# 68 Orange Krate



## moparrecyclers (Feb 8, 2014)

A friend stopped over with a bike he bought today.
Anyone interested? 
He was looking for around a grand for it. Too new for me, so let me know if you are interested, and I can get you in touch with him. It had some light surface rust but otherwise looked fairly complete.


----------



## moparrecyclers (Feb 11, 2014)

*Managers Special in the Produce Isle*

Store Managers Special on Orange's....
Make and offer , he won't be offended. 
image.jpg
79.4 KB
Again, this is not my bike but being posted for a freind.


----------



## rarebmx (Feb 14, 2014)

Something seems off to me.

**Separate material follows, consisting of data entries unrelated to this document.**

PR #2226, opened 2026-02-04
feat(download): add support for Htsget-Context-Public-Key header with…

### LINKED ISSUE #2225: [download] Add support for getting encryption key from "Htsget-Context-Public-Key" header
# Description
In an update of the htsget-rs service, it will now send its public key in the "Htsget-Context-Public-Key" header, so the sda-download needs to support getting the public key, either from the "Htsget-Context-Public-Key" or "Client-Public-Key" header, with "Htsget-Context-Public-Key" taking precedence

KarlG-nbis:
## Related issue(s) and PR(s)
This PR closes #2225.

## Description
Add support for Htsget-Context-Public-Key header with takes precedence over Client-Public-Key header

### DIFF
--- a/sda-download/api/sda/sda.go
+++ b/sda-download/api/sda/sda.go
@@ -579,13 +579,13 @@ func getPublicKeyFromRequest(c *gin.Context) (string, error) {
 		return "", errors.New("both Htsget-Context-Public-Key, and Client-Public-Key headers are set")
 	case htsgetRsPublicKeyHeader != "":
 		if _, err := base64.StdEncoding.DecodeString(htsgetRsPublicKeyHeader); err != nil {
-			return "", fmt.Errorf("invalid base64 encoding for Htsget-Context-Public-Key header")
+			return "", errors.New("invalid base64 encoding for Htsget-Context-Public-Key header")
 		}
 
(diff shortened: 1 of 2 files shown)


sda-download/api/sda/sda.go
```diff
@@ -567,3 +562,21 @@ var calculateCoords = func(start, end int64, htsget_range string, fileDetails *d
...
+	htsgetRsPublicKeyHeader := c.GetHeader("Htsget-Context-Public-Key")
+	clientPublicKeyHeader := c.GetHeader("Client-Public-Key")
+
+	switch {
+	case htsgetRsPublicKeyHeader != "":
+		if clientPublicKeyHeader != "" && htsgetRsPublicKeyHeader != clientPublicKeyHeader {
+			log.Warnf("both Htsget-Context-Public-Key, and Client-Public-Key are set and differnt, defaulting to Htsget-Context-Public-Key")
+		}
+
+		return htsgetRsPublicKeyHeader
```
nanjiangshu: I'm not sure if we should ever allow input of multiple keys and then default to one. In the project like SDA, I think explicit is better than defaulting.

pahatz (approved):
Looks good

Seat & grips have a lot of wear but paint is super nice. Repaint years ago? Rear tire has also been replaced.
Where is the bike located?


----------



## moparrecyclers (Feb 15, 2014)

rarebmx said:


> Something seems off to me. Seat & grips have a lot of wear but paint is super nice. Repaint years ago? Rear tire has also been replaced.
> Where is the bike located?




Bike is located in Cental Wi $850.00 obo
Here are some additional pics he sent today.
His number is 715-213-3160


----------



## Rednivek (Feb 16, 2014)

I offer $500.


----------



## Rear Facing Drop Out (Feb 16, 2014)

*SWAP MEET in Westbend WIS feb 23rd.*

Swing on by with it and sell for the highest offer! Look in the Swap Meet area of the CABE for details.


----------



## moparrecyclers (Feb 20, 2014)

*Orange Peeled by a quy from the quad cities.*

Sold..Thanks for the interest Cabers!


----------